One of the key bright spots for the company is that it recently received FDA approval for its left atrial appendage (LAA) device AtriClip. Drachman noted that its EXCLUDE trial, which supported the FDA's June 2010 510(k) clearance, demonstrated a 98% LAA closure rate at three months. These results compare very favorably to conventional suture or stapling, with a 40% closure rate that was reported in a Sept. 9, 2008 article in the Journal of the American College of Cardiology titled “Success of Surgical Left Atrial Appendage Closure: Assessment by Transesophageal Echocardiography.“

According to Drachman, AtriClip, which was launched in July 2010, addresses an annual open-heart U.S. market opportunity of $150 million. In addition, Drachman noted “we have a longer-term opportunity in the sole atrial fibrillation therapy market with thoracoscopic and robotic procedures, which are now in development.“

He also added that the Atriclip “opens new doors and creates cross selling opportunities.“

A recent report written by med-tech analyst Matt Dolan of Roth Capital Partners (Newport Beach, California) pegged the 2011 revenue potential of AtriClip in the $3 to $4 million range.

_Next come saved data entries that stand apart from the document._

Issue #531, opened 2021-02-04
One dict for any SimpleMemoryBackend instances. Why is that?


AntonBezdenezhnykh:
Hello, I'm trying to use several memory caches for different functions. And I found that SimpleMemoryBackend uses only one dict for all instances. I'm curious why is that? What are underwater stones there?
It looks easy to start using separate dicts for each SimpleMemoryBackend instance.

and-semakin:
Agree. This behavior is a little bit confusing, especially in tests when you receive some unexpected data in the cache that was put there by a previous test. It becomes difficult to write tests that do some assertions about cache.

PR #562, opened 2022-03-18
make SimpleMemoryBackend store state in instance instead of class

Fogapod:
## What do these changes do?

Make SimpleMemoryBackend store state in instance instead of class.
While current behaviour matches other caches (same connection args == same cache; zero connection args in memory case), current design seems bad since it does not allow extending and customizing memory cache in future.

Tests adjusted accordingly.

Yes, if user for some reason expected different SimpleMemoryBackend objects to have shared storage. This is probably a breaking change for some weird setups.

## Related issue number

Resolves: #531

Resolves: #479
There is a PR aimed to fix it: https://github.com/aio-libs/aiocache/pull/523
But using namespace seem to not be sufficient. Instance local cache must be used for consistent behaviour.

## Checklist

### DIFF
--- a/aiocache/backends/memory.py
+++ b/aiocache/backends/memory.py
@@ -1,5 +1,5 @@
 import asyncio
-from typing import Dict
+from typing import Any, Dict
 
 from aiocache.base import BaseCache
 from aiocache.serializers import NullSerializer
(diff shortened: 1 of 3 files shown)


aiocache/backends/memory.py
```diff
@@ -10,32 +10,32 @@ class SimpleMemoryBackend:
     Wrapper around dict operations to use it as a cache backend
     """
 
-    _cache: Dict[str, object] = {}
-    _handlers: Dict[str, asyncio.TimerHandle] = {}
-
     def __init__(self, **kwargs):
         super().__init__(**kwargs)
 
+        self._cache: Dict[str, Any] = {}
```
Dreamsorcerer, line 16:
```suggestion
        self._cache: Dict[str, object] = {}
```

I think our internal code should be safe regardless of the value.

Dreamsorcerer (commented):
Looks good, sorry for the delay.

Could you update to latest master?

aiocache/backends/memory.py
Fogapod: Not sure what safety means here. I haven't seen `objeft` used this way anywhere since `Any` type is spicifically made for cases where you don't care about type

Fogapod:
Resolved conflicts

aiocache/backends/memory.py
Dreamsorcerer: No, `Any` is used to disable type checking because you have no way to guarantee type safety. `object` is type safe, meaning that the code is expected to work with anything passed to it.

For example, `print()` works with anything: https://github.com/python/typeshed/blob/main/stdlib/builtins.pyi#L1511
It is always type safe.

Dreamsorcerer: An improvement that we could look at later, would be to make these classes `Generic`, then we can make the value `_T` and have the methods `.get()` etc. return `_T`. But, that's something for another PR.

tests/ut/backends/test_memory.py
```diff
@@ -6,21 +6,21 @@
 from aiocache.backends.memory import SimpleMemoryBackend, SimpleMemoryCache
 from aiocache.base import BaseCache
 from aiocache.serializers import NullSerializer
+
```
Dreamsorcerer, line 9:
```suggestion
```

Dreamsorcerer:
Should probably have a regression test too, but I'll merge this in for now, as it's pretty straightforward.

Dreamsorcerer:
Ah, seems you missed updating some tests. 28 failing tests currently.

Fogapod:
I'll fix those and test locally a bit later

Fogapod:
These weren't tests, there was one more line using class var added after this PR, now fixed

Dreamsorcerer:
Ah, I clearly didn't look closely enough.

Fogapod:
I followed CONTRIBUTING.rst and ran `make test` after installing dev dependencies. All my local tests except memcached completed successfully (i don't have it installed).
Is there something I'm doing wrong

Dreamsorcerer:
I've not looked at those instructions, so they could be outdated. Ultimately, whatever the CI does, is the correct way to run it: https://github.com/aio-libs/aiocache/blob/master/.github/workflows/ci.yml#L103-L106

Dreamsorcerer:
It's just 1 test class failing now, so should be able to run it with `pytest tests/acceptance/test_plugins.py::TestHitMissRatioPlugin`

Dreamsorcerer:
Looks like it just needs this setup line needs to be updated: `SimpleMemoryBackend._cache = data` in both tests.

Fogapod:
`tests/acceptance/test_plugins.py::TestHitMissRatioPlugin` now passes locally and there are no more uses of `SimpleMemoryBackend` in code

Drachman cited a recent positive development – the National Institute for Health and Clinical Excellence (NICE) in the UK concluded that percutaneous closure of LAA reduces stroke risk in atrial fibrillation patients.

Another development that bodes well for ATRC is that as a result of recent meetings with the FDA related to its ABLATE clinical trial, AtriCure expects to file its final clinical PMA module during the first quarter of 2011. Moreover, this submission will not require the enrollment of additional patients in either ABLATE or the ABLATE continued access protocol.

The ABLATE clinical trial is a pivotal trial in support of an atrial fibrillation indication for patients undergoing concomitant cardiac procedures. It has substantial strategic and clinical significance because upon its approval, it would enable ATRC to attain a label to market and sell its ablation devices specifically for AF. Currently, all AF ablation products are marketed for either general tissue ablation or cardiac tissue ablation, which limits the claims that can be made for this technology.

Drachman indicated that he hopes for FDA approval in the first half of 2012.